>>

PR #8090, opened 2026-04-27
tokio-stream: Implement FusedStream for Fuse

stormshield-fabs:
## Motivation

Fix https://github.com/tokio-rs/tokio/issues/8089

## Solution

Implement `futures_core::FusedStream` for `Fuse`, making it interoperable with code that expects this bound to be satisfied.

PR #8096, opened 2026-04-29
tokio-stream: implement FusedStream for stream adaptors

Rachit2323:
Implements `futures_core::FusedStream` for 10 stream adaptor types in
tokio-stream, improving interoperability with code that depends on this
trait bound.

Follows the precedent set by #8090 (Fuse) and #7854 (IntervalStream).

## Adaptors covered

- `Map`, `Filter`, `FilterMap`, `Skip`, `SkipWhile` — delegate `is_terminated()` to inner stream
- `Take` — terminated when `remaining == 0`
- `TakeWhile` — terminated when internal `done` flag is set
- `Then` — terminated when inner stream is done and no future is in-flight
- `Chain`, `Merge` — terminated when both inner streams are terminated

## Intentionally excluded

`MapWhile` — its current `poll_next` does not track when the closure
returns `None` early (before the inner stream is exhausted), so a
correct `is_terminated()` is not possible without a separate semantic
change to the adaptor itself.

## Tests

Added 21 targeted tests in `tokio-stream/tests/stream_fused.rs`
covering `is_terminated()` transitions for each adaptor.

### DIFF
--- a/tokio-stream/src/stream_ext/filter.rs
+++ b/tokio-stream/src/stream_ext/filter.rs
@@ -60,8 +60,8 @@ where
 
 impl<St, F> FusedStream for Filter<St, F>
 where
-    Self: Stream,
     St: FusedStream,
+    F: FnMut(&St::Item) -> bool,
 {
     fn is_terminated(&self) -> bool {
         self.stream.is_terminated()
--- a/tokio-stream/src/stream_ext/filter.rs
+++ b/tokio-stream/src/stream_ext/filter.rs
@@ -60,8 +60,8 @@ where
 
 impl<St, F> FusedStream for Filter<St, F>
 where
+    Self: Stream,
     St: FusedStream,
-    F: FnMut(&St::Item) -> bool,
 {
     fn is_terminated(&self) -> bool {
         self.stream.is_terminated()
--- a/tokio-stream/src/stream_ext/filter.rs
+++ b/tokio-stream/src/stream_ext/filter.rs
@@ -3,6 +3,7 @@ use crate::Stream;
 use core::fmt;
 use core::pin::Pin;
 use core::task::{ready, Context, Poll};
+use futures_core::FusedStream;
 use pin_project_lite::pin_project;
 
 pin_project! {
@@ -54,5 +55,15 @@ where
 
     fn size_hint(&self) -> (usize, Option<usize>) {
         (0, self.stream.size_hint().1) // can't know a lower bound, due to the predicate
+    }
+}
+
+impl<St, F> FusedStream for Filter<St, F>
+where
+    St: FusedStream,
+    F: FnMut(&St::Item) -> bool,
+{
+    fn is_terminated(&self) -> bool {
+        self.stream.is_terminated()
     }
 }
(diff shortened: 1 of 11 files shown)


tokio-stream/tests/stream_fused.rs
```diff
@@ -0,0 +1,188 @@
...
+
+#[tokio::test]
+async fn take_terminated_when_remaining_zero() {
+    let mut stream = tokio_stream::iter(vec![1, 2]).take(2);
+    assert_eq!(stream.next().await, Some(1));
+    assert!(!stream.is_terminated());
+    assert_eq!(stream.next().await, Some(2));
+    // remaining hits 0 after getting the second item
+    assert_eq!(stream.next().await, None);
+    assert!(stream.is_terminated());
```
martin-g:
```suggestion
    assert!(stream.is_terminated());
    assert_eq!(stream.next().await, None);
```
swapping the assertions, so that it does not look like `is_terminated() == true` depends on the last call to `.next()`

martin-g (approved):

tokio-stream/src/stream_ext/filter.rs
```diff
@@ -56,3 +57,13 @@ where
         (0, self.stream.size_hint().1) // can't know a lower bound, due to the predicate
     }
 }
+
+impl<St, F> FusedStream for Filter<St, F>
+where
+    St: FusedStream,
+    F: FnMut(&St::Item) -> bool,
```
vilgotf, line 64: The `F` bound is not necessary. This applies to other adaptors as well.

vilgotf: Never mind, I forgot that `Stream` is a sub-trait of `FusedStream`. Adding `Self: Stream` breaks from `std` convention and looks a bit odd imo

/Repeated in a new thread for visibility./

tokio-stream/src/stream_ext/filter.rs
```diff
@@ -56,3 +57,13 @@ where
         (0, self.stream.size_hint().1) // can't know a lower bound, due to the predicate
     }
 }
+
+impl<St, F> FusedStream for Filter<St, F>
+where
+    Self: Stream,
```
vilgotf: Disregard my previous comment, I forgot that `Stream` is a sub-trait of `FusedStream`. Adding `Self: Stream` breaks from `std` convention and looks a bit odd imo.

tokio-stream/src/stream_ext/filter_map.rs
```diff
@@ -56,3 +57,13 @@ where
         (0, self.stream.size_hint().1) // can't know a lower bound, due to the predicate
     }
 }
+
+impl<St, F> FusedStream for FilterMap<St, F>
+where
+    Self: Stream,
```
vilgotf: Your ai left this `Self` bound (as well as for `Map`)…

Rachit2323: My bad , I removed Self: Stream from both Map and FilterMap as suggested. I believe we still need to keep F: FnMut(St::Item) -> Option<T> since it’s required by the Stream implementation. 
Correct ?

vilgotf: Yes

mattiapitossi (approved):

mattiapitossi:
Thanks for the PR! it seems that now there are some network hiccups in the CI, so it's unrelated to the CL. I'll merge when those are resolved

<<

About this task
A line qualifies when it holds the word "does"; report all qualifying lines from the records above.

Result
`MapWhile` — its current `poll_next` does not track when the closure
swapping the assertions, so that it does not look like `is_terminated() == true` depends on the last call to `.next()`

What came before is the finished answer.